Confirmed when my dad got home, he didn't say anything. "I was like ohhh here comes the Cold War again..."


Then the usually dad dun wanna say why and mum going emotional and shooting from afar. Haish. You'd think that after all that time complaining at me to act my age, they'd sit down and talk about their issues. But noooooooo. Had to choose the freaking childish way to do things. I mean, really? If I have issues with people, I'd debate with them about it till either he gives up in frustration or I ran out of points to give. And by then I usually admit defeat because I like it when I get conclusive results as to why the person's way is better than mine. Why? Coz I'm training to be a scientist. I deal with conclusive results not running and smoking when results aren't how I wanted them to be.

Really. If I say anything, you'd say I'm being nosy, noisy, not my business etc.
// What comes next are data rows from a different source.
PR #1477, opened 2023-02-21
feat: add new component type for sections

jessicamcinchak:
Screenshot from 2023-02-21 08-27-39

Stubs out a basic "Section" component !

To test: 
- The nodeId is added to your breadcrumbs as you navigate through a flow, we can cross reference the flow schema to get the "type" fo this nodeId
- The passport updates `"currentSection"` property when it passes a section node - the passport isn't ultimately a sensible place to track this so totally expect this will change and be replaced by Navigation store methods in the near future, but gives us something simple to work with immediately! 
- Sections are not visible from preview environments, they are always recorded as `"auto": true` in the breadcrumbs


jessicamcinchak:
[01. Add new component type for "Section"](https://trello.com/c/msDJ3SeJ/2292-01-add-new-component-type-for-section)

api.planx.uk/pnpm-lock.yaml
```diff
@@ -7906,7 +7906,7 @@ packages:
     dev: true
 
   file:shared/core-1.0.0.tgz:
-    resolution: {integrity: sha512-nCa6FB4SqTxM0IN5OlM8QYlVEQJlpEZ6DG0esoFzmRNBxeNAsMwYbOi5puH8oIUiyw3Sz8gl+Htpppa/u+P3YA==, tarball: file:shared/core-1.0.0.tgz}
+    resolution: {integrity: sha512-G2n/IbC7IEwKxMoE+aTHXwhTFGSvwNd9YydWGeOVy2vnArpKakBXFsJSj0KWbfkpaVn8ZraWpUH3jAVWfm0Jjg==, tarball: file:shared/core-1.0.0.tgz}
```
jessicamcinchak, line 7909: API & Editor lock file changes and `.tgz` files are a result of running `pnpm distribute` for the first time since pulling down re-named planx-client. It still feels a little odd/wrong to me to have them checked in here, is it okay?

editor.planx.uk/src/pages/FlowEditor/components/Flow/components/Node.tsx
```diff
@@ -93,6 +93,10 @@ const Node: React.FC<any> = (props) => {
       );
     case TYPES.Review:
       return <Question {...allProps} text={node?.data?.title ?? "Review"} />;
+    case TYPES.Section:
+      return (
+        <Question {...allProps} text={node?.data?.title ?? "Section marker"} />
+      );
```
jessicamcinchak, line 99: No special styling here yet, but this is where we'll want to edit if we want sections to have a unique Editor style representation. See `hasFailed` and `wasVisited` props on this existing `Question` component as example approaches to styling that we could follow, or we could roll an alternative to this `Question` altogether.

I quickly prototyped this style with an emphasized bottom border, but wasn't sold & figured this is better revisited later.
Screenshot from 2023-02-21 08-45-28

DafyddLlyr: I think this is great for now - one for Alastair an Ian I think!

editor.planx.uk/src/@planx/components/Section/Public.tsx
```diff
@@ -0,0 +1,18 @@
...
+import { useEffect } from "react";
+
+import type { Section } from "./model";
+
+export type Props = PublicProps<Section>;
+
+export default function Component(props: Props) {
+  useEffect(() => {
+    props.handleSubmit?.({
+      ...makeData(props, props.title, "currentSection"), // updates 'currentSection' passport key with this section's title; proxy until we have a Navigation store method!
```
DafyddLlyr, line 12: Helpful comment for the next person here to write this function - I like it.

api.planx.uk/pnpm-lock.yaml
DafyddLlyr: Yeah I'm hitting this also on a lot of PRs - I _think_ we can add them to the `.gitignore` as they'll always get generated by the CI. Is this correct @builditben ?

DafyddLlyr (approved):
Perfect! 👌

Why the hell don't you want to listen to me? So your son's opinions aren't worth anything? What? Not "adult" enough to listen to the guy who's life (and allowance) is gonna be affected more? And you wonder why I sometimes will lash out. I'm sure keeping your emotions for more than 15 years is totally normal. >.> Bloody hell... How to respect them if they don't show me the equivalent respect? Not really inspiring adults if I must say...

But no matter. For I am going to forge a path on my own. A path that detracts from this simplistic, old-fashioned path. At least they taught me that they are the types of people I do not want to become. Huh.... Sigh.... Sometimes I wonder why am I not mentally drained from all this nonsense... Ah well, Astryte over and out.